Toothache after a filling | Toothache after drilling

Toothache after a filling

Pain often occurs after a tooth filling. The causes have already been described above.In most cases the restoration is too high after the treatment. This results in early contact and the tooth meets its opponent before all others in the jaw closure.

This is less disturbing at the beginning. However, if this condition persists for a long time, pain will occur. The reason for this is the chronic overloading of the tooth.

The dentist should remove the excessive amount of pain so that the tooth contacts evenly afterwards. If this does not relieve the pain, replacing the filling can help. A leaking filling margin or a shrunken filling can also trigger these sensations.

Pain intensification takes place mainly at night. This is due to the lying position and a warming of the cheek when lying on it. The warmth leads to an increased release of inflammatory mediators, which increases the perception of the pain stimulus.

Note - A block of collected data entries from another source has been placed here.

Issue #556, opened 2019-01-23
Fix Cost Implementation


oakca:
Usually energy-system-models have following costs for energy generators (for oemof case it is `transformer-objects`); investment costs, maintenance costs, and variable costs of the units.

With the `investment-mode` of oemof, investment costs are modeled. Variable costs can be defined also inside `transformer-object`. However; since for the maintenance costs there is none attribute in `transformer-objects`, you have to find an other way to implement them. One approach is shown in following code-piece (adding the maintenance costs to `ep_costs`):

```
solph.Transformer(label='coal',
    inputs={bus['coal']: solph.Flow(
        investment=solph.Investment(
            ep_costs=invest + maintenance,
            maximum=100000,
            existing=0),
        variable_costs=0.1)},
    outputs={bus['Elec']: solph.Flow()},
    conversion_factors={bus['Elec']: 0.75})
```

However in some cases this trick won't work. Assume you got a transformer, which has a maximum investment capacity of 100000 and existing capacity of 50000. If the demand can be satisfied by 50k power, then the model will not invest more of the transformer. So the `ep_costs` even after adding the maintenance costs will not matter, and you will not be able to calculate the maintenance costs of the power plant. 

This is also important for the optimization. (e.g.: If the maintenance cost of a power plant is too expensive, maybe model will not invest in that power plant)

For the sake of the mentioned reasons, it would be best if the transformer objects have an attribute called `fixed_costs`, which eventually calculates amount of maintenance cost with multiplying the 'existing_capacity' and the `maintance_cost' of the power plant.

uvchik:
I cannot see how adding `fixed_cost` will help to solve your problem, because `existing_capacity * fixed_costs` will always be the same and therefore won't affect the solution.

What you need is a `shutdown` attribute with cost you will save if the power plant is totally shut down (never used).

`shutdown_total = shutdown_costs - maintenance`

if `shutdown_total`is negative you could have the case that an existing power plant is not used and a new one will be build instead due to a difference in maintenance costs.

At the moment we do not have something like this in oemof but you could implement that similar to the Investment object as an negative investment.

jnnr:
In earlier versions of oemof, there has been a fixed_costs attribute. It was discussed and decided to be removed here [PR396](https://github.com/oemof/oemof/pull/396) and here [PR407](https://github.com/oemof/oemof/pull/407). 

[...]

PR #982, opened 2023-10-02
Account for remaining values in multi-period models

jokochems:
* Subtract remaining values for investments expressing their value at the end of the optimization horizon.
* Limit fixed costs to actual optimization horizon.


jokochems:
I'll update the tests shortly. Feel free to already have a glimspe into the implementation. In case I haven't been mistaken, it hasn't been too hard to implement.

src/oemof/solph/flows/_investment_flow_block.py
```diff
@@ -887,6 +887,24 @@ def _objective_expression(self):
...
+                            capex=m.flows[i, o].investment.ep_costs[-1],
+                            n=lifetime,
+                            wacc=interest,
+                        )
+                        remaining_value = (
+                            self.invest[i, o, p]
+                            * remaining_annuity
+                            * remaining_lifetime
+                        ) * (
+                            (1 + m.discount_rate) ** (-m.es.periods_years[-1])
```
nailend, line 905: Why don't you use this formula, as you have just calculated the annuity? image [formula table](https://mathresearch.utsa.edu/wiki/index.php?title=Annuities#Formula_table)

src/oemof/solph/flows/_investment_flow_block.py
```diff
@@ -887,6 +887,24 @@ def _objective_expression(self):
                         * lifetime
                         * ((1 + m.discount_rate) ** (-m.es.periods_years[p]))
                     )
+                    remaining_value = 0
+                    if lifetime > m.es.periods_matrix[p, -1]:
+                        remaining_lifetime = (
+                            lifetime - m.es.periods_matrix[p, -1]
+                        )
+                        remaining_annuity = economics.annuity(
+                            capex=m.flows[i, o].investment.ep_costs[-1],
```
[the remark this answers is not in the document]
jokochems: Yeah, as if you were to reinvest (what Patrick suggested).

src/oemof/solph/flows/_investment_flow_block.py
jokochems: > Why don't you use this formula, as you have just calculated the annuity? image [source](https://mathresearch.utsa.edu/wiki/index.php?title=Annuities#Formula_table)

You are totally right about that and I'm a tiny bit ashamed, I didn't implement it like this in the first place. Actually, this is what you need to transfer annuities, i.e. identical periodical payments, to NPVs. I'll also integrate this.

jokochems:
After checking back with @nailend, I'll revise the implementation and guess that it gets leaner through the changes we discussed bilaterally.

src/oemof/solph/flows/_investment_flow_block.py
jokochems: The term 
$$\frac{(1 + i)^n -1}{i \cdot(1+i)^n}$$
is the reciprocal of the annuity factor. In German, it is called "Rentenbarwertfaktor". I think, there is no proper English equivalent for the term. I'm deriving it using `oemof.tools.economics.annuity()`

jokochems:
@nailend Please have a look when time allows:
* As we discussed, I limited the (per year) annuities and (per year) fixed costs to the optimization horizon.
* This way, there is no (urgent) need to account for remaining values.

@p-snft 
I see two ways to account for remaining values:
  1. Assume that investment expenses are "locked in".
  2. Account for changes in investment expenses over time - what you suggested.

In terms of implementation, I also see two ways:
- A. Limit to payments that happen within the optimization horizon.
- B. Consider all payments over the lifetime and subtract the outside of optimization horizon payments again.

Here is how I proceeded:
* Starting off, I wanted to go for approach 2.B. and tried to implement that.
* In the course of the discussion with @nailend, we found that approach A. would lead to cleaner code and processing (e.g. not having to account for outside horizon fixed costs as it was before). 
* Thus, I went for approach 1.A. in the first place. The main reason is that it was easier to implement, compared to 2.A. Alongside, I also fixed some bugs of the previous implementation.

In principle, we could also go for approach 1.A., but there are some design questions:
* We would need to compare at the end of the optimization horizon and add/subtract the difference in value. I'd have a rough idea how to do that.
* Additionally, we would require the information of the investment expenses at the end of the last period, i.e. the beginning of the next upcoming one that we do not simulate. While in principle, this information could be passed, it might also be somewhat counter-intuitive and potentially error-prone that you have to provide p + 1 instead of p periods.

What do you think, @p-snft?

jokochems:
@p-snft Adding to what I stated above, I gave it some thought: 
* What I have included in this pull request and what was the main motivation is actually rather a bug fix to prevent the bias towards earlier investments in the optimization horizon.
* Considering the cost change over time when evaluating an actual remaining value, to me is rather a feature. Thus, I suggest to leave it out here and open a dedicated pull request for that. Does this make sense to you?

src/oemof/solph/components/_generic_storage.py
```diff
@@ -1729,12 +1755,15 @@ def _objective_expression(self):
...
-                    investment_costs_increment = (
-                        self.invest[n, p]
-                        * annuity
-                        * lifetime
-                        * ((1 + m.discount_rate) ** (-m.es.periods_years[p]))
+                    duration = min(
+                        end_of_optimization - m.es.periods_years[p], lifetime
+                    )
+                    present_value_factor = 1 / economics.annuity(
+                        capex=1, n=duration, wacc=m.discount_rate
```
nailend, line 1762: Shouldn't this `wacc` also be `interest` like in L1756

docs/whatsnew/v0-5-2.rst
```diff
@@ -21,3 +26,8 @@ Other changes
 
 Contributors
 ############
+
+* Patrik Schönfeldt
+* Johannes Kochems
+* Julian Endres
+* Hendrik Huysgens
```
nailend, line 33: its spelled: Huyskens

nailend (commented):
Thanks for fixing this so fast and extending the docstrings. This looks good, I am just not sure about the different `wacc` assignments. Please check. 

I also took a look at the changed factors for the objective in the LP-files. The changes are quite strong. Have you tried a model run yet with the new code? This should definitely have some strong influences in the investments. Would be interested in your feedback on this.

nailend:
@jokochems does the range for the fixed costs of the `_simple_flow_block` also need to be adjusted [here](https://github.com/oemof/oemof-solph/blob/6fb392bc15581011c8b247017f27125b1ef2c892/src/oemof/solph/flows/_simple_flow_block.py#L497)?

docs/whatsnew/v0-5-2.rst
jokochems: Ty, and sorry for misspelling @henhuy

src/oemof/solph/components/_generic_storage.py
jokochems: Yeah, thank you. I might have overthought this:
* The annuity is calculated from an investors' point of view. You may assume the investor to be a "social planner" (whatever that shall be).
* Indeed, to be consistent, for converting it into a net present value, you want to stick to the investors' perspective (which I didn't). Mathematically, you could apply any interest rate here. I thought about only accounting for the overall model discount rate (I only use an assumed inflation rate here), but then I mix up the perspectives as you pointed out correctly.
* The (overall) discounting to t = 0 is already taken care about by the discount factor multiplier.

I'll fix this.

jokochems:
> @jokochems does the range for the fixed costs of the `_simple_flow_block` also need to be adjusted [here](https://github.com/oemof/oemof-solph/blob/6fb392bc15581011c8b247017f27125b1ef2c892/src/oemof/solph/flows/_simple_flow_block.py#L497)? And shouldn't the fixed costs for `units with limited lifetime` and `...age` also be accounted per period?

Agree and agree. Thank you for having a critical eye on this PR.

jokochems:
> > @p-snft Adding to what I stated above, I gave it some thought:
> > What I have included in this pull request and what was the main motivation is actually rather a bug fix to prevent the bias towards earlier investments in the optimization horizon.
> > Considering the cost change over time when evaluating an actual remaining value, to me is rather a feature. Thus, I suggest to leave it out here and open a dedicated pull request for that. Does this make sense to you?
> 
> I agree. Actually, my suggestion was rather meant as a quick fix: Instead of calculating the remaining value at the end of the time horizon, it would just have been left to the user to give it. Maybe, it can be considered the sloppy version of 2A.

Also thanks for commenting, @p-snft. I already have an implementation idea for 2A. It shouldn't be that difficult, but first, I'll adress the remainder.

jokochems:
> > @jokochems does the range for the fixed costs of the `_simple_flow_block` also need to be adjusted [here](https://github.com/oemof/oemof-solph/blob/6fb392bc15581011c8b247017f27125b1ef2c892/src/oemof/solph/flows/_simple_flow_block.py#L497)? And shouldn't the fixed costs for `units with limited lifetime` and `...age` also be accounted per period?
> 
> Agree and agree. Thank you for having a critical eye on this PR.

Well for units without a lifetime limit, it has been implemented per period instead of a per year basis. I changed this to a per year basis and limited it to the optimization horizon to be consistent. So it is actually the same as for the `_investment_flow_block`, but without the offset for the investment occuring in period p, i.e. at the start of period p. Again, thanks for pointing this out.

jokochems:
@nailend could you please re-review? @p-snft Could you add your review as well or accept in case @nailend finds nothing more that needs to be changed?

FYI: The failing docs test seems to be due to a failing docs test for a zenodo link. I assume it to be a temporary server problem for zenodo.

Thank you!

jokochems:
@nailend and @p-snft: I added additional functionality, namely allowing to re-evaluate assets at the end of the optimization horizon as an (optional) feature, as @p-snft suggested in the issue. Please have a look at this as well. Thank you!

p-snft:
I am just wondering if it is possible to move the economic calculations to https://github.com/oemof/oemof-tools/blob/dev/src/oemof/tools/economics.py. (That might be another PR, though.)

jokochems:
> I am just wondering if it is possible to move the economic calculations to https://github.com/oemof/oemof-tools/blob/dev/src/oemof/tools/economics.py. (That might be another PR, though.)

Sounds like a good idea, indeed for a future PR.

docs/usage.rst
```diff
@@ -1270,6 +1270,11 @@ Besides the `invest` variable, new variables are introduced as well. These are:
       has not yet been tested.
     * For now, both, the `timeindex` as well as the `timeincrement` of an energy system have to be defined since they
       have to be of the same length for a multi-period model.
+    * You can choose whether to re-evaluate assets at the end of the optimization horizon. If you set attribute
```
nailend, line 1273: That's a great feature!

docs/usage.rst
```diff
@@ -1270,6 +1270,11 @@ Besides the `invest` variable, new variables are introduced as well. These are:
...
+      `use_remaining_value` of the energy system to True (defaults to False), this leads to the model evaluating the
+      difference in the asset value at the end of the optimization horizon vs. at the time the investment was made.
+      The difference in value is added to or subtracted from the respective investment costs increment,
+      assuming assets are to be liquidated / re-evaluated at the end of the optimization horizon.
```
nailend, line 1277: That's a great feature!

nailend (approved):
I think it's great! Thanks a lot for all the changes and improvements!

src/oemof/solph/flows/_investment_flow_block.py
```diff
@@ -945,6 +1048,89 @@ def _objective_expression(self):
...
+                            m.flows[i, o].investment.offset[-1]
+                            - m.flows[i, o].investment.offset[p]
+                        )
+                    ) * (1 + m.discount_rate) ** (-end_year_of_optimization)
+                else:
+                    return (
+                        self.invest[i, o, p]
+                        * (remaining_annuity - original_annuity)
+                        * present_value_factor_remaining
+                    ) * (1 + m.discount_rate) ** (-end_year_of_optimization)
```
p-snft, line 1128: I think, code duplication can be avoided here.:
```suggestion
                convex_investment_costs = (
                    self.invest[i, o, p]
                    * (remaining_annuity - original_annuity)
                    * present_value_factor_remaining
                ) * (1 + m.discount_rate) ** (-end_year_of_optimization)
                if nonconvex:
                    return (
                        convex_investment_cost
                        + self.invest_status[i, o, p]
                        * (
                            m.flows[i, o].investment.offset[-1]
                            - m.flows[i, o].investment.offset[p]
                        )
                    )
                else:
                    return convex_investment_costs
```

p-snft (approved):
I checked for code style and if it breaks "stable" functionality. I see no real issues with that regard. There is no reason I see against the merge, I only have small remarks.

src/oemof/solph/flows/_investment_flow_block.py
```diff
@@ -809,28 +811,45 @@ def _objective_expression(self):
...
-                    \frac {(1+i)^l \cdot i} {(1+i)^l - 1} \cdot
+                    \frac {(1+i)^l \cdot i} {(1+i)^l - 1}\\
+                &\\
+                &
+                ANF(d, ir)=\frac {(1+ir)^d \cdot ir} {(1+ir)^d - 1}
 
-        It is retrieved, using oemof.tools.economics annuity function. The
-        interest rate is defined as a weighted average costs of capital (wacc)
-        and assumed constant over time.
+        They are retrieved, using oemof.tools.economics annuity function.
```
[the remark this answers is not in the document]
jokochems: Good hint. I will phrase it that way.

src/oemof/solph/flows/_flow.py
```diff
@@ -86,7 +86,8 @@ class Flow(on.Edge):
         :class:`~oemof.solph.flows._simple_flow_block.SimpleFlowBlock`.
     fixed_costs : numeric (iterable or scalar), :math:`c_{fixed}`
         The fixed costs associated with a flow.
-        Note: These are only applicable for a multi-period model.
+        Note: These are only applicable for a multi-period model
+        and given on a yearly basis.
```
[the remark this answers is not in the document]
jokochems: That has been a discussion in a very old issue #556. I generally like the idea as well, but did not do so, because my intention was to add functionality, not to take major design choices for the existing framework.

src/oemof/solph/flows/_investment_flow_block.py
```diff
@@ -809,28 +844,48 @@ def _objective_expression(self):
...
-            whereby:
-
-            * :math:`A(c_{invest,var}(p), l, ir)` A is the annuity for
-              investment expenses :math:`c_{invest,var}(p)` lifetime :math:`l`
-              and interest rate :math:`ir`
-            * :math:`DF=(1+dr)` is the discount factor with discount rate
-              :math:`dr`
-
-        The annuity hereby is:
+        whereby:
```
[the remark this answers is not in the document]
jokochems: I found "whereby" as a translation for the German "wobei", but I'm really indifferent to what is of the two is used.

src/oemof/solph/flows/_investment_flow_block.py
jokochems: Yes, your suggestion lacks the discounting for the offset, though (for the case you want to provide costs in nominal terms). But thanks a lot, I'll integrate it.

jokochems:
Thanks a lot for your reviews, suggestions and approvals, @nailend and @p-snft. I will merge this back.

A similar effect can be felt with increased outside temperatures. If very deep drilling is carried out due to an extensive carious lesion, the cavity is located in the dentin (dentin) covered by the dental enamel, i.e. very close to the tooth cavity (pulp) and thus to the dental nerve. This can be problematic if caries is still present there.

For a long-lasting restoration, the drilled cavity must be free of caries. Otherwise, secondary caries can form underneath and attack the dental nerve. The dentist must now decide which type of treatment is best.

The treatment of choice is called capping. A distinction is made between direct and indirect capping. The indirect method is used when there is a thin layer of dentin directly above the pulp.

A drug in the form of a cement containing calcium hydroxide is then applied and the cavity is closed. This stimulates new dentin formation (tertiary dentin). Sometimes, after several weeks, the tooth must be reopened and the residual caries removed before the definitive closure follows.

If, however, the pulp is opened punctually during drilling, a direct capping must be performed immediately. This is done by stopping the bleeding with hydrogen peroxide and then placing a medication over it. This is followed by the definitive filling.

This method is the more promising, the younger the patient and the smaller the affected area. It is also advantageous if there is no more caries at the opening. In the best case there is no pain after the treatment.

If the pain does not subside or if it worsens, the dentist should be consulted again and a root canal treatment should be performed. Some patients insist on going through a dental treatment without anesthesia. This can be useful in certain situations.

For example, if the caries is only very superficial in the enamel. However, as soon as the dentin is affected by the caries, living and therefore pain-sensitive tissue is affected. Pain may then occur during drilling.

Initially, the pain is felt more strongly after the treatment than if you had an anesthetic. This can be due to the stress caused by the drilling during the treatment. It is therefore more a subjective sensation than an actual increase in pain. However, the unpleasant feeling disappears just as quickly as the pain after drilling with anesthesia.